Required work: Copy every line of the entries that includes the word "triggering".

Data supplied:
PR #1051, opened 2020-12-29
Add Github actions for triggering validation repo

jorgepiloto:
This is related with https://github.com/poliastro/validation/issues/5. It adds a GitHub actions file for triggering the [validation repository](https://github.com/poliastro/validation/) every time a new merge in main branch is done or a release is published.

### DIFF
--- a/.github/workflows/validation_trigger.yml
+++ b/.github/workflows/validation_trigger.yml
@@ -1,0 +1,30 @@
+# This workflow triggers poliastro/validation CI from poliastro/poliastro
+# everytime a new commit is introduced in poliastro:master branch
+name: Validation test cases
+
+on:
+  # A collection of events which trigger the validation action
+  push:
+    branches: [ master ]
+  pull_request:
+    branches: [ master ]
+  release:
+
+  # Enable manually to execute the actions
+  workflow_dispatch:
+
+jobs:
+  
+  # Validate poliastro's new features
+  validation:
+    runs-on: ubuntu-latest
+    environment: validation-env
+
+    # Steps to be followed during validation job
+    steps:
+      - name: Trigger poliastro/validation
+        run: |
+          curl -XPOST -u "${{ secrets.PAT_VALIDATION}}:${{secrets.PAT_VALIDATION_TOKEN}}" \
+          -H "Accept: application/vnd.github.everest-preview+json" \
+          -H "Content-Type: application/json" https://api.github.com/repos/poliastro/validation/actions/workflows/build.yaml/dispatches \
+          --data '{"ref": "master"}'
--- a/.github/workflows/validation_trigger.yml
+++ b/.github/workflows/validation_trigger.yml
@@ -26,5 +26,5 @@ jobs:
         run: |
           curl -XPOST -u "${{ secrets.PAT_VALIDATION}}:${{secrets.PAT_VALIDATION_TOKEN}}" \
           -H "Accept: application/vnd.github.everest-preview+json" \
-          -H "Content-Type: application/json" https://api.github.com/repos/poliastro/validation/actions/workflows/build.yaml/dispatches \
+          -H "Content-Type: application/json" https://api.github.com/repos/poliastro/validation/actions/workflows/ci_actions.yml/dispatches \
           --data '{"ref": "master"}'


jorgepiloto:
A couple of things on this:

* [ ]  Tokens still need to be added
* [ ]  I will add the `on: pull_request` for debugging

jorgepiloto:
Alright, the `on pull_request` was added just for debugging purposes. Tokens were not added and thus an error is being raised.

jorgepiloto:
The [validation repo](https://github.com/poliastro/validation/) is [ready](https://github.com/poliastro/validation/pull/11) to run actions when a `repository_dispatch` is recieved.

.github/workflows/validation_trigger.yml
```diff
@@ -0,0 +1,26 @@
...
+    runs-on: ubuntu-latest
+
+    # Steps to be followed during validation job
+    steps:
+      - name: Trigger poliastro/validation
+        run: |
+          curl -X POST https://api.github.com/repos/poliastro/validation/dispatches \
+          -H 'Accept: application/vnd.github.everest-preview+json' \
+          -u ${{ secrets.VALIDATION_TRIGGER_TOKEN }} \
+          --data '{"event_type": "ping-validation", "client_payload": { "repository": "'"$GITHUB_REPOSITORY"'" }}'
```
astrojuanlu, line 26: I'm not sure how to proceed. What value should `VALIDATION_TRIGGER_TOKEN` have? Is it something that https://github.com/poliastro/validation/ is expecting? If so, how did you configure it? Is the `ping-validation` something that you should have added in https://github.com/poliastro/validation/pull/11 ? I guess you're using this API https://docs.github.com/en/free-pro-team@latest/rest/reference/repos#create-a-repository-dispatch-event, but I don't see the `-u` parameter.

astrojuanlu (changes requested):
I have lots of questions :)

.github/workflows/validation_trigger.yml
jorgepiloto: The `secrets.TOKEN_NAME` variables are used to reference stored secrets without explicitly calling its value. Thus, a `VALIDATION_TRIGGER_TOKEN` should be created. However, how I see your link to official docs, I am not sure if we require a `token` for this simple task of "pinging" the validation repository.

Regarding the "ping-validation" variable, it is defined within the JSON data one. When complex workflows are defined, those might be useful for debugging or reducing non-useful tasks. For example: if the validation repo actions is triggered by a change in poliastro repo, we now the `code_quality` job should not be applied (since no code has been modified within validation). Thus, we might include add the following to the validation actions file:

```YAML
if github.event.action == "ping-validation"
# do not run the code quality test
```

Finally, parameter -u is the one used for passing user credentials (name + password) within the `curl` command. 

Let me try to refactor this without tokens at all in a new commit and see what happens.

jorgepiloto: This comment might be interesting: https://github.community/t/triggering-by-other-repository/16163/6. They claim that token minimum permission is `public_repo`

astrojuanlu: Hmm so we indeed have to "fake" that the webhook is being called by a user (it can be either you and I) and then we have to create a personal access token as you suggested earlier... https://docs.github.com/en/free-pro-team@latest/github/authenticating-to-github/creating-a-personal-access-token okay, I didn't expect that but it makes sense I guess!

jorgepiloto:
Yeah! This is better! See [the message](https://github.com/poliastro/poliastro/pull/1051/checks?check_run_id=1625330286) now under `Trigger poliastro/validation`:

```bash
 {
  "message": "Must have admin rights to Repository.",
  "documentation_url": "https://docs.github.com/rest/reference/actions#create-a-workflow-dispatch-event"
}
```

jorgepiloto:
However I am not sure which is causing this: the security I imposed to the token (only repo access) when it was defined or my user, as it is linked to the token... :thinking:

astrojuanlu:
I think you missed this https://docs.github.com/en/free-pro-team@latest/actions/reference/workflow-syntax-for-github-actions#jobsjob_idenvironment on b69115ce5f20a, that's why the variables were empty and the command did not have enough permissions https://github.com/poliastro/poliastro/runs/1625330286#step:2:2

jorgepiloto:
It's working!!! :rocket: 

I forgot to properly point to the actual YAML file hosting the actions in the validation repo. This was the last reason behind the actions not being triggered. Also, notice in the [logbook of validation actions](https://github.com/poliastro/validation/actions) those appear as "manually executed by me".

Now that the backbone of this issue has been completed, I would like to check the following before this gets merged:

* poliastro's actions succeed even before the validation test have been properly executed. This is due to the fact that  they only need to make a simple `curl`. If the command succeeds, everything is assumed to be alright. We could explore the possibility of waiting for a confirmation message from the validation repo and raise some kind of error if those.

.github/workflows/validation_trigger.yml
astrojuanlu: Resolved!

astrojuanlu (approved):
I like your idea @jorgepiloto of trying to make the job fail if the validation pipeline fails. But I still think this is a good incremental improvement. If you agree, let's merge this and you can continue in another PR :)

jorgepiloto:
Sure! Let us merge this and expand its capabilities in a future PR :rocket:

jorgepiloto:
Cool! As soon as I merged this into master, the `validation` was triggered again. Working as expected :wink:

Solution to the exercise:
Add Github actions for triggering validation repo
This is related with https://github.com/poliastro/validation/issues/5. It adds a GitHub actions file for triggering the [validation repository](https://github.com/poliastro/validation/) every time a new merge in main branch is done or a release is published.
jorgepiloto: This comment might be interesting: https://github.community/t/triggering-by-other-repository/16163/6. They claim that token minimum permission is `public_repo`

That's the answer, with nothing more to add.